Harrow Council selected the couple to adopt the child after it was taken into social care when the mother became mentally ill, however the decision has been stalled as the authority carry out an internal review into the decision following protests outside Harrow Civic Centre in Station Road on Wednesday last week.
The family wish for the child to be taken into the care of people more in line with their cultural and religious beliefs, and have claimed that blood relatives put themselves forward but were rejected by the assessment process carried out by children's services.
The adoption has now been stalled as the council carry out an internal review.
Mor Dioum, director of the Victoria Climbie Foundation who are supporting the family in this case, said: "We welcome the decision from Harrow Council to review the case but the family have great concerns that it has not followed due process.
"The family want an independent review into the case. I am not confident in this internal investigation."
Mr Dioum claimed that one of the blood relatives that put themselves forward to adopt the child was assessed in just 20 minutes.
He added: "You cannot assess someone in that time.
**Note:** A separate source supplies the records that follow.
PR #859, opened 2026-08-23
Test that the pekko-http client verifies the server hostname (1.3.x)

pjfanning:
### Motivation

Stacked on #858 — this branch contains that revert as its first commit, so **merge #858 first**; this PR will then show only its own commit.

Nothing on this branch covered hostname verification, which is how the regression in #845 reached it unnoticed. The behaviour is not written in this project at all — it comes from `ConnectionContext.httpsClient(SSLContext)` setting the `https` endpoint identification algorithm — so it is exactly the kind of implicit contract a future change can drop silently.

### Modification

**A small extraction, which turned out to be necessary.** `sslContextFor` and `connectionContext` are lifted out of `createChannel`. Pure refactor, no behaviour change — but driving the check through `createChannel` does not work.

I tried the zero-production-change route first. `managedPersistentHttp2` wraps the connection in `PersistentConnection`, which *retries* connection failures and breaks the stream rather than propagating the cause. Probing the layers directly:

```
HTTP/1  localhost   = 200 OK
HTTP/1  127.0.0.1   = SSLHandshakeException: No subject alternative names matching IP address 127.0.0.1 found
HTTP/2  localhost   = (connects, fixture server is HTTP/1 only)
HTTP/2  127.0.0.1   = SSLHandshakeException: No subject alternative names matching IP address 127.0.0.1 found
LIKE-GRPC localhost = NoSuchElementException: head of empty stream
LIKE-GRPC 127.0.0.1 = NoSuchElementException: head of empty stream
```

The last two use the client's exact builder configuration. Both hosts look identical from the caller's side, so a test at that level cannot tell a rejected hostname from any other connection failure. Verification itself works fine on both HTTP/1 and HTTP/2 — it is only the observability through `PersistentConnection` that is lost.

**The test.** `HostnameVerificationSpec` runs real TLS handshakes through the connection context the client builds, against a local server whose certificate carries a single `DNS:localhost` SAN:

| host | expected |
|---|---|
| `localhost` | handshake succeeds, 200 |
| `127.0.0.1` | `SSLHandshakeException` |

Same server, same trust store — so the pair isolates the hostname check from a general trust or TLS problem rather than just asserting "something failed".

**Negative control.** With `connectionContext` temporarily changed to build the engine without endpoint identification, the rejecting case fails and the matching case still passes — confirming the guard bites rather than passing vacuously.

The certificates under `runtime/src/test/resources/certs` are copied from `plugin-tester-scala/src/main/resources/certs` on the `main` branch.

### Result

The verification contract is pinned by a test that fails if the connection context is swapped for one that leaves hostname checking off — which is precisely what #845 did.

### Tests

- `sbt "runtime/test"` — 112 tests passed, 2 of them new
- `sbt scalafmtCheckAll scalafmtSbtCheck` — passed
- negative control as described above
- `sbt "sbt-plugin / scripted"` — Not run, left to CI
- `sbt +mimaReportBinaryIssues` — Not run; single-version run passed, cross-version left to CI

### References

Refs #820, Refs #845, Refs #858


samueleresca (approved):
Approving. See: https://github.com/apache/pekko-grpc/pull/858#pullrequestreview-5002554544

PR #867, opened 2026-08-29
Remove note about server reflection

pjfanning:
The doc is well out of date. On main branch we use v1 of the proto and it is almost identical to the v1alpha.
It's also good to remove the link to an old akka issue.


pjfanning:
This broken link causes our link validation job to fail.

nvollmar (approved):

PR #65, opened 2018-04-03
Improve error handling on manual server entry

dborkan:
Improve error handling on manual server entry
* Show an error message if the user clicks Done when they have not entered any manual server configuration, rather than the feedback screen.  I originally wanted to have the Done button desensitized until text was entered, however this screen uses a native HTML `textarea` rather than a Polymer component (we had trouble styling multiline Polymer inputs).  I tried all different event handlers I could think of, however I could not get events to fire with `this` being the Polymer template.  I also tried using 2-way-data-binding on the `value` attribute but that didn't work either.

You cannot isolate and marginalise a community in this way."
Deeqa Abdallah, a friend of the mother who organised the protest, told the Observer that the mother told the council to find a Muslim to take care of the baby, but cannot speak English very well and struggled to understand what children's services were saying, even with an interpreter.
Harrow Council are now reviewing their decision and in are dialogue with the family, but the Observer understands they are absolutely confident that due process has been followed.
Susan Hall, leader of Harrow Council, said: “The important thing is this girl gets a loving home, gets it quickly and isn’t left in some kind of legal limbo
“The Somali community have voiced clear concerns so we taking a pause to think about them. This is a decision for the long haul.
"Both the council and the Somali residents in our borough want what’s best for the child and that’s what we are working through."
The former Mayor of Harrow Councillor Asad Omar (Independent Labour) joined with the protesters outside of the home of Harrow Council .
What is clear is that people from black and ethnic minority backgrounds are not putting themselves forward to be adoptive parents, with black children having to wait 50 per cent longer than the average time to be adopted.
Ms Hall added: “We need more prospective adoptive parents from ethnic backgrounds. We looked nationally for parents from a similar background to adopt this child – the reality is that none came forward.
“The lack of adoptive parents from ethnic backgrounds isn’t a problem the council or the government for that matter can solve on its own – we need our diverse community to help us to ensure there is a pool of prospective parents we can access.”